BEGIN Records to use

PR #2796, opened 2020-07-05
Add setting to change the cwd of the Powershell Integrated Console

### LINKED ISSUE #2227: Set start path
The start path of the integrated console is user's home path. It will be convenient if I can set the start path to be the current file folder. I found that this can be set in vs code terminal, but not in PowerShell Integrated Console. In vs code terminal, the configuration is
```
// Open the terminal in the currently opened file's directory
  "terminal.integrated.cwd": "${fileDirname}"
```
I just need a similar configuration for integrated console, such as 
`"powershell.cwd": "${fileDirname}"`

jwfx:
## PR Summary

This adds a new setting that will allow users to set the current working directory for the Powershell Integrated Console

Resolves #2227

## PR Checklist

- [x] Summarized changes
- [ ]  `NA` PR has tests

### DIFF
--- a/package.json
+++ b/package.json
@@ -643,7 +643,7 @@
         "powershell.cwd": {
           "type": "string",
           "default": null,
-          "description": "An explicit start path where the Powershell Integrated Console will be launched. Open workspace folders will take precedence over this setting. Predefined variables can be used (i.e. ${fileDirname} to use the current opened file's directory)."
+          "description": "An explicit start path where the Powershell Integrated Console will be launched. Both the PowerShell process and the shell's location will be set to this directory. Predefined variables can be used (i.e. ${fileDirname} to use the current opened file's directory)."
         },
         "powershell.scriptAnalysis.enable": {
           "type": "boolean",
--- a/package.json
+++ b/package.json
@@ -781,6 +781,11 @@
           "default": false,
           "description": "Do not show the Powershell Integrated Console banner on launch"
         },
+        "powershell.integratedConsole.cwd": {
+          "type": "string",
+          "default": null,
+          "description": "An explicit start path where the Powershell Integrated Console will be launched. Predefined variables can be used (i.e. ${fileDirname} to use the current opened file's directory"
+        },
         "powershell.debugging.createTemporaryIntegratedConsole": {
           "type": "boolean",
           "default": false,
--- a/package.json
+++ b/package.json
@@ -640,6 +640,11 @@
           "default": "BlockComment",
           "description": "Controls the comment-based help completion behavior triggered by typing '##'. Set the generated help style with 'BlockComment' or 'LineComment'. Disable the feature with 'Disabled'."
         },
+        "powershell.cwd": {
+          "type": "string",
+          "default": null,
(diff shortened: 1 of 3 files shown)


package.json
```diff
@@ -781,6 +781,11 @@
           "default": false,
           "description": "Do not show the Powershell Integrated Console banner on launch"
         },
+        "powershell.integratedConsole.cwd": {
```
rjmholt, line 784: The cwd of the process will affect more than just the integrated console, it will affect completions as well for example. So it might be better to name this less specifically for the integrated console. I believe the original issue suggested `"powershell.cwd"`.

jwfx:
I configured the new setting like so:
image

After opening a .ps1 file in a different location the Integrated Console presented itself like this:
image

Additionally I checked the current directory of the pwsh process:
image

Does this meet the expectations and I can proceed with relocating the setting to `powershell.cwd`?

TylerLeonhardt:
@jwfx when you open vscode, do you have a folder opened or does it say:

image

jwfx:
@TylerLeonhardt 

I have no folder open. As soon as I have an open folder, the folder path takes precedence and the Integrated Console is launched in that opened folder, no matter where the .ps1 is located I'm trying to open.

Maybe that behavior could be mentioned in the setting description?

rjmholt:
> Maybe that behavior could be mentioned in the setting description?

rjmholt:
The integrated console's location is set [here](https://github.com/PowerShell/PowerShellEditorServices/blob/8cfbf2b4eb636956c31ba6ad258bb3d1b09155eb/src/PowerShellEditorServices/Server/PsesLanguageServer.cs#L117-L124). Changing the behaviour needs to pull the setting from the configuration service and if it's not-null, use that

jwfx:
It seems like open workspace folders seem to override the location that is passed into createTerminal(). The process cwd is still applied though.

I've changed the PR so that it is at least consistent for now. The `powershell.cwd` setting is only applied if no folders are open.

END Records to use

■ Directions for this task:
Within the listing above, tally the lines holding the word "could". Give the tally only.

■ Answer for the task:
2